Mientras Hobart hablaba, otro de sus oficiales —uno de los héroes salpicados de sangre en las confrontaciones del año anterior, un hombre llamado Fryer— se les acercó.
—Señor. Nos informan que se ha visto a varios sospechosos cruzando el puente.
—Id tras ellos —le ordenó Hobart—. A ver si podemos hacer algunos arrestos. Y tú, Bryn, habla con esta gente. Quiero tener el testimonio de todos los habitantes de la calle.

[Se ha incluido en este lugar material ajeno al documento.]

PR #394, opened 2023-11-14
IBX-6494: Fixed copying of non-translatable fields to later versions

barw4:
| **JIRA issue**                          | [IBX-6494](https://issues.ibexa.co/browse/IBX-6494)

The issue was present before the `copyNonTranslatableFieldsFromPublishedVersion` was introduced. However, this method would allow us to handle also the case given in the public ticket.

_Maintainer update_

#### QA

This fix makes non-translatable fields to be copied regardless of if they're coming from higher or lower version number, so we need some extensive testing both for scenario in the ticket and some other ideas of how Editor could manipulate content and possibly break it. The version number simple math comparison  (`>`) was there _probably_ since eZ Publish. However I think this was never a good determinant of if something should be overridden.

_Side note: would be nice to have in such case a version comparison response which would result in an UI dialog stating that the field changed in some other version, prompting user to choose proper value. But we're nowhere near that yet._

#### Checklist:

### DIFF
--- a/eZ/Publish/Core/Repository/ContentService.php
+++ b/eZ/Publish/Core/Repository/ContentService.php
@@ -1517,10 +1517,7 @@ class ContentService implements ContentServiceInterface
         $publishedContent = $this->internalLoadContentById($versionInfo->getContentInfo()->getId());
         $publishedVersionInfo = $publishedContent->getVersionInfo();
 
-        if (
-            !$publishedVersionInfo->isPublished()
-            || ($versionInfo->versionNo >= $publishedVersionInfo->versionNo)
-        ) {
+        if (!$publishedVersionInfo->isPublished()) {
             return;
         }
 
--- a/eZ/Publish/Core/Repository/ContentService.php
+++ b/eZ/Publish/Core/Repository/ContentService.php
@@ -1521,9 +1521,8 @@ class ContentService implements ContentServiceInterface
             return;
         }
 
-        $publishedContentFieldsInMainLanguage = $publishedContent->getFieldsByLanguage(
-            $publishedContent->getVersionInfo()->getContentInfo()->getMainLanguageCode()
-        );
+        $mainLanguageCode = $publishedContent->getVersionInfo()->getContentInfo()->getMainLanguageCode();
+        $publishedContentFieldsInMainLanguage = $publishedContent->getFieldsByLanguage($mainLanguageCode);
 
         $fieldValues = [];
         $persistenceFields = [];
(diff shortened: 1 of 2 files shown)


eZ/Publish/Core/Repository/ContentService.php
```diff
@@ -1517,10 +1517,7 @@ protected function copyNonTranslatableFieldsFromPublishedVersion(APIContent $cur
         $publishedContent = $this->internalLoadContentById($versionInfo->getContentInfo()->getId());
         $publishedVersionInfo = $publishedContent->getVersionInfo();
 
-        if (
-            !$publishedVersionInfo->isPublished()
```
ViniTou, line 1521: Isnt that going to break some cases when things are not copied for translations (\Ibexa\Core\Repository\ContentService::copyTranslationsFromPublishedVersion) and then some other fields will be copied here?

Or isnt it going to break publishing older version, with overriding all fields with current ones?

barw4: @ViniTou 
> Isnt that going to break some cases when things are not copied for translations (\Ibexa\Core\Repository\ContentService::copyTranslationsFromPublishedVersion) and then some other fields will be copied here?

Hmm, I cannot see why removing this condition would break that. The updated method only deals with nontranslatable fields and those are not handled in `copyTranslationsFromPublishedVersion`.

> Or isnt it going to break publishing older version, with overriding all fields with current ones?

I've just tested this and it seems that version 2 (3 is published) properly overridden version 3 so values from version 3 weren't copied into earlier version 2 during publishing if that's what you had in mind.

ViniTou: >The updated method only deals with nontranslatable fields and those are not handled in copyTranslationsFromPublishedVersion.

Yes, my point was, that right now some fields could be copied/not copied there, and be copied/not copied here as the logic now differs.

But I guess, maybe QA will stumble on specific case as I cant come up with proper testing scenario for it.

ViniTou (approved):

kisztof (approved):

eZ/Publish/Core/Repository/ContentService.php
```diff
@@ -1517,10 +1517,7 @@ protected function copyNonTranslatableFieldsFromPublishedVersion(APIContent $cur
...
-            || ($versionInfo->versionNo >= $publishedVersionInfo->versionNo)
```
alongosz, line 1522: AFAIR this logic was there since eZ Publish, so we indeed need extensive QA

alongosz (approved):
@barw4 could you rebase this PR so we can see the current state of CI.

barw4:
> @barw4 could you rebase this PR so we can see the current state of CI.

Done, will send to QA after it's green

konradoboza (approved):

Nattfarinn (approved):

tomaszszopinski:
Note from QA: Ive observed a behaviour that might be a bug; 
**Steps to reproduce:**
1. Create foo content item (from JIRA)
2. Add translation to this content item (.ie ger-DE)
3. Edit eng-GB translation (change image) 
4. Publish
5. Image in ger-DE translation is not changing (it changes only after editing & publishing)

Without this PR this behaviour is not happening.

https://github.com/ezsystems/ezplatform-kernel/assets/59650405/fb95f1a4-fa9d-4865-913d-c6d9ebf8b659

barw4:
@alongosz @ViniTou @konradoboza @Nattfarinn calling for a second review.

As @tomaszszopinski noticed the first iteration of this PR fixed the issue from the ticket but broke the original idea for this method (older versions with different languages were not updated properly with non-translatable fields). It's really hard to explain but the newest change will allow changing a value of a non-translatable field with an older published field's value only if a current version is older than a published one. Test was added that validates this update.

alongosz (approved):

konradoboza (approved):

tomaszszopinski (approved):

Los dos oficiales se apresuraron a ponerse a la tarea dejando que Hobart sopesase el problema. No había ninguna duda en la mente de éste de que los sucesos acaecidos allí eran obra humana. Puede que no fueran los mismos individuos a quienes él les había roto la cabeza el año pasado, pero se trataría esencialmente del mismo animal. En sus años de servicio había tenido ocasión de enfrentarse a aquella bestia bajo múltiples disfraces, y le daba la impresión de que la bestia se volvía más taimada y detestable cada vez que él se asomaba al interior de sus fauces.
Pero el enemigo era una constante, ya se ocultara tras la forma de fuego, inundación o torbellino. Aquel convencimiento le hacía cobrar fuerzas. El campo de batalla podía ser nuevo, pero la guerra era siempre la misma. Era la batalla entre la Ley, de la cual él era representante, y la podredumbre de desorden que albergaba el corazón humano. Y no estaba dispuesto a permitir que ningún torbellino lo cegase ante este hecho.

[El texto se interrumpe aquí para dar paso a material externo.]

PR #399, opened 2024-01-05
IBX-7485: Implemented custom Filesystem that handles corrupted filepaths

barw4:
### **Proof of concept PR** 

| **JIRA issue**                          | [IBX-7485](https://issues.ibexa.co/browse/IBX-7485)

This PR overrides `league/flysystem`'s `Filesystem` class so it handles already existing files with broken paths gracefully.

I intentionally overrode only some of the methods of the original class as we still should disallow uploading files with broken names, this should fix the issue with broken names already existing in the filesystem/db.

Another idea (skipping broken files): https://github.com/ezsystems/ezplatform-kernel/pull/400

#### Checklist:

### DIFF
--- a/eZ/Publish/Core/IO/Filesystem.php
+++ b/eZ/Publish/Core/IO/Filesystem.php
@@ -1,0 +1,79 @@
+<?php
+
+/**
+ * @copyright Copyright (C) Ibexa AS. All rights reserved.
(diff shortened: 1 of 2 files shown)


alongosz (changes requested):
We rely on that filesystem in many places (nfs, multirepo) and regression coverage is still not what we aim to, so it's best to avoid touching it.

Favoring #400 over this.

A veces, naturalmente, la guerra requería que Hobart actuase con crueldad. Pero, ¿qué causa por la que valiera la pena luchar no requería cierta crueldad por parte de sus campeones de vez en cuando? Él nunca había eludido esa responsabilidad y no iba a eludirla ahora.
Que volviera otra vez la bestia bajo el caprichoso disfraz que se le antojase. Él estaría preparado.